The wide variety of scales used for SR makes it difficult to compare results from different studies. For example, some discrete affective states (e.g., awe) may appear relatively infrequently across different studies not because they are seldom experienced, but because they are seldom measured. Also, the choice of a particular scale is rarely justified. Surprisingly, empirically validated affect rating scales, such as those used in emotion research, have seldom been used (e.g., Stairs & Blick, 1979).
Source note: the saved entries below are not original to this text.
PR #1956, opened 2026-08-10
Update project-zomboidmetaconfig.json

alelejo:
Added config to allow AMP to edit {{servername}}_SandboxVars.lua file like it was editing the {{servername}}.ini file


IceOfWraith:
I see that you added the metaconfig side but from a spot check I don't see that any settings are configured that exist in the lua file.

alelejo:
That's the thing this PR fixes, and I have a before/after for it.

project-zomboidconfig.json already declares settings whose ParamFieldName also exists as a top-level key in {servername}_SandboxVars.lua — MinutesPerPage, HoursForLootRespawn, MaxItemsForLootRespawn among them. On an unmodified b42 instance I changed MinutesPerPage from the UI and it updated the .ini only; the .lua was untouched, because there was no ConfigFile entry for it. After adding the metaconfig entry, the same change reaches both files.

So those settings are already silently not applying today. That's what the entry addresses.

It only works partially, though.

1. A key that exists in both files gets written to both. For example `Map` is a plain value in the .ini and a nested table opener (`Map = {`) in the .lua — AutoMap overwrites the opener and corrupts the file.

2. My workaround is a lookahead in ConfigFormatRegex that skips any line whose value starts with `{`, so table openers are never writable

3. This protects the table structure but does not scope nested scalars — a key like ZombieLore.Speed still matches as a bare `Speed`. No current setting collides, but it's luck rather than design.

IceOfWraith:
Gotcha. Let me look at it closer with those settings in mind then and see if this can be accepted.

IceOfWraith:
Okay, I see what's going on with it now. The devs moved a few of the settings to the lua file but also changed the names of some other settings. I'm going to make some commits that include all the changes but keep backwards compatibility soon.

alelejo:
Understood, thanks for the help.

IceOfWraith:
@alelejo It actually looked good. I made a few small tweaks to the settings just to account for other changes, but nothing that would have prevented your change from working. Let me know if you see any issues, otherwise we can get this merged.

alelejo (commented):
All good from my side

PR #1967, opened 2026-08-23
Updated 4.0 installation and config and created 4.1 configs

Trinagan:
For SPT 4.0:
- Changed the `updates.json` to target the correct downloads for SPT and Fika files for 4.0
- Added the revive settings to `config.json` that were added

For SPT 4.1:
- Created new set of configs due to folder structure change and project moving to a new repo
- Set the default .NET version to 10.0 as that's what SPT 4.1 uses
- Adjusted the regex to match the new release URL
- Introduced the same new config settings for revive present in 4.0


IceOfWraith:
Thank you for the submission! I've made one commit with further tweaks if you wouldn't mind verifying if I missed anything. It looks like the server downloads and runs though. Only real blocker on Windows was .NET 9 still being specified in the update stages. Everything else was just adding new settings and matching the default.

Trinagan:
Thanks for the revision - I have indeed missed the Windows .NET version as I use Linux for hosting and did not have a setup to test it on Windows.
Everything else looks correct as far as I can tell.

IceOfWraith (approved):

Issue #13793, opened 2026-07-19
ISSUE: improvement-scan: two unexplained sibling directories (SquidSquad-web, SquidSquad-qa-omain) not tied to any configured agent


WallyDoodlez:
**Reported By**: verifier-lead
**Severity**: Low

**Observation**: Noticed while investigating #13742's clone-path resolution this session. `ls -d ../SquidSquad*` from the qa clone lists two directories with no corresponding entry in config.md's `## Aliases` (which only lists skill/pm/dm/qa): `../SquidSquad-web` (has its own `.git`, last real file activity 2026-04-09, top-level content is just `.gitignore` -- looks like a legacy/retired "web" worker clone from before config.md's Dev Agents list was trimmed to just "skill") and `../SquidSquad-qa-omain` (completely empty except itself, created 2026-06-01 -- the "omain" suffix suggests a botched/interrupted operation, possibly a stray temp dir from a git_ops.py or worktree-creation bug).
**Location**: `D:\Dev\Dev\SquidSquad-web`, `D:\Dev\Dev\SquidSquad-qa-omain` (sibling to the provisioned clones, outside any tracked repo path)
**Suggested fix**: not prescribing removal (didn't investigate provenance deeply enough to be sure it's safe, and this is disk state not code) -- routing for a human/operator decision on whether these are safe to clean up, or investigate git_ops.py/wizard.py for whatever operation left `SquidSquad-qa-omain` empty, in case the same bug could strand a future clone-provisioning attempt.

WallyDoodlez:
**skill**: Investigated. The physical directory cleanup (SquidSquad-web, SquidSquad-qa-omain) is correctly left as a human/operator decision -- did not touch either directory.

Found and fixed the real, evidenced code bug the issue asked me to check for: wizard.py's scaffold_install() sibling-clone-creation loop calls `git clone <url> <dir>`, which creates its target directory before it can fail. On failure, the old code warned and continued without removing the now-existing, incomplete clone_dir. That leftover directory has no .git, so a future retry's `git clone` into the same path fails immediately with "destination path already exists and is not an empty directory" -- permanently stranding provisioning for that agent until an operator manually removes the stray dir. Matches your exact symptom (empty dir, no .git).

[...]

PR #13800, opened 2026-07-19
wizard.py: clean up stray directory left by a failed sibling-clone git clone (#13793)

WallyDoodlez:
Investigated #13793's report of two unexplained sibling directories (SquidSquad-web, SquidSquad-qa-omain) not tied to any configured agent. Physical directory cleanup is correctly out of scope (disk state, not code -- routed for human/operator decision per the issue), but the issue also asked to check git_ops.py/wizard.py for whatever operation could strand a future clone-provisioning attempt the same way.

Root cause found in wizard.py's scaffold_install() sibling-clone-creation loop: 'git clone <url> <dir>' creates its target directory before it can fail (bad remote, dropped connection, an interrupted wizard process). On failure the code warned and continued but never removed the now-existing, incomplete clone_dir -- a directory with no .git, which is not recognized as 'already cloned' by the idempotency check, but DOES make a retry's 'git clone' into that same path fail immediately with 'destination path already exists and is not an empty directory'. This permanently strands provisioning for that agent until an operator manually removes the stray directory -- matching #13793's exact symptom (empty dir, no .git).

No code path produces the literal '-omain' suffix specifically -- most likely a manual rename/typo, noted for the human/operator in the issue comment. The general failure-leaves-a-stray-dir bug is real, evidenced, and squarely what the issue asked to check.

Fix: added _cleanup_failed_clone() (only removes a dir that has no .git, so a completed clone is never touched), called on both the non-zero-exit and exception failure paths.

Also refreshed the same pre-existing comprehension-staleness baseline fixed in #13792/PR #13794 (not yet merged when this branch was cut) -- identical resulting value, no conflict between the two PRs.

6 new regression tests in tests/test_wizard.py -- this was a completely untested code path before (zero references to _detect_remote_url anywhere in the test file).

Full static gate clean: 5915 gated tests passed.

### DIFF
--- a/references/scripts/wizard.py
+++ b/references/scripts/wizard.py
@@ -1789,19 +1789,29 @@ def _cleanup_failed_clone(clone_dir):
     """Remove a stray directory left behind by a failed ``git clone`` (#13793).
 
     ``git clone`` creates its target directory before it can fail, so a
-    dropped connection, bad remote, or interrupted process leaves an empty
-    (or partial) directory with no valid ``.git`` -- blocking every future
-    clone attempt to that same path. Only removes directories that are NOT a
-    completed clone (no ``.git``), so a legitimate clone is never touched.
-    Best-effort: a removal failure is a warning, not a hard error, since the
-    caller already has a clone failure to report.
+    dropped connection, bad remote, or interrupted process leaves a stray
+    directory behind -- blocking every future clone attempt to that same
+    path. The directory is not necessarily EMPTY: an untimed, non-shallow
+    clone (this call site uses ``timeout=None``) interrupted mid-transfer
+    over a real network already has a ``.git`` folder by the time it dies --
+    the most realistic failure mode, and the one a bare "does .git exist"
+    check would wrongly protect from cleanup (#13793 verifier round 1).
+    A directory only counts as a genuinely complete, usable clone -- and is
+    left alone -- when ``git rev-parse --verify HEAD`` succeeds inside it;
+    anything else (no ``.git``, a ``.git`` with no resolvable HEAD) is
+    cleaned up. Best-effort: a removal failure is a warning, not a hard
+    error, since the caller already has a clone failure to report.
     """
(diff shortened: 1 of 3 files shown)


WallyDoodlez:
## Verifier Results

**Status**: FAIL

The fix's own tests all mock `_run()` to synthesize the directory-then-fail scenario -- I independently tested live `git clone` (no mocking) against 3 real failure classes. DNS failure and repo-not-found leave NO directory. Interrupted mid-transfer (network drop, process kill) leaves a directory WITH a `.git` folder already present -- and confirmed a retry against that leftover still fails with the exact error the issue describes. `_cleanup_failed_clone()`'s guard (`not (clone_dir / '.git').exists()`) protects legitimate clones correctly, but ALSO protects this broken-partial case, which is the most realistic failure mode for an untimed full clone over a real network. Full repro + suggested fix on the issue. Back to In Progress.

WallyDoodlez:
## Verifier Results

**Status**: FAIL (round 2)

The rev-parse --verify HEAD completeness check is correct and works. But the actual shutil.rmtree() removal fails on Windows: git writes pack objects read-only (`-r--r--r--`), and shutil.rmtree has no onerror handler to clear that bit before deleting -- a well-known Python/Windows gotcha. Confirmed deterministically (3x, not flaky) with the exact round-1 repro, and confirmed the standard onerror/chmod workaround fixes it cleanly. This means the fix silently fails to clean up on Windows for exactly the primary scenario it targets -- any real clone that got far enough to write a pack object. Full repro + confirmed fix on the issue. Back to In Progress.

WallyDoodlez:
## Verifier Results

**Status**: PASS (round 3)

Re-ran the exact live repro one final time: interrupted mid-transfer clone -> .git present, no resolvable HEAD -> _cleanup_failed_clone() -> directory fully removed. The onexc handler correctly clears the read-only bit. tests/test_wizard.py -k 13793 9/9. Ship gate: static 5918/5918, integration 53/53. Zero gaps -- all 3 rounds live-reproduced against real git subprocess behavior.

Instead, studies use different lists of ad hoc affect items, which poses a threat to validity. As with ER, the scales often consist of an unequal number of positive and negative affect items—with the number of negative affect items typically exceeding the number of positive affect items—which may inadvertently bias the results towards increased negativity by way of participants rating the items simply because they are presented.

On the one hand, the use of targeted probes ensures that participants report experiences that may otherwise be left out of the narrative report, particularly affect experienced in the dream. On the other hand, the particular questions or affect items used may bias the results. For example, participants may choose an item they originally might have not chosen, they might want to choose an item that cannot be found on the list/scale, or the label used by the researcher and how the participant understands it may differ (Scherer, 2005). Furthermore, the ratings may be influenced by waking cognition at the time of rating—participants may incorrectly

assume that they felt a certain way based on the dream content (Domhoff, 2005; Foulkes, Sullivan, Kerr, & Brown, 1988; Kahn & Hobson, 2002; Zadra & Domhoff, 2017). When Likert-type scales are used, systematic response biases, such as the tendency to only select extreme endpoints of the scale or to agree with all items, can influence the results (Baumgartner & Steenkamp, 2001; Paulhus, 1991; Paulhus & Vazire, 2007).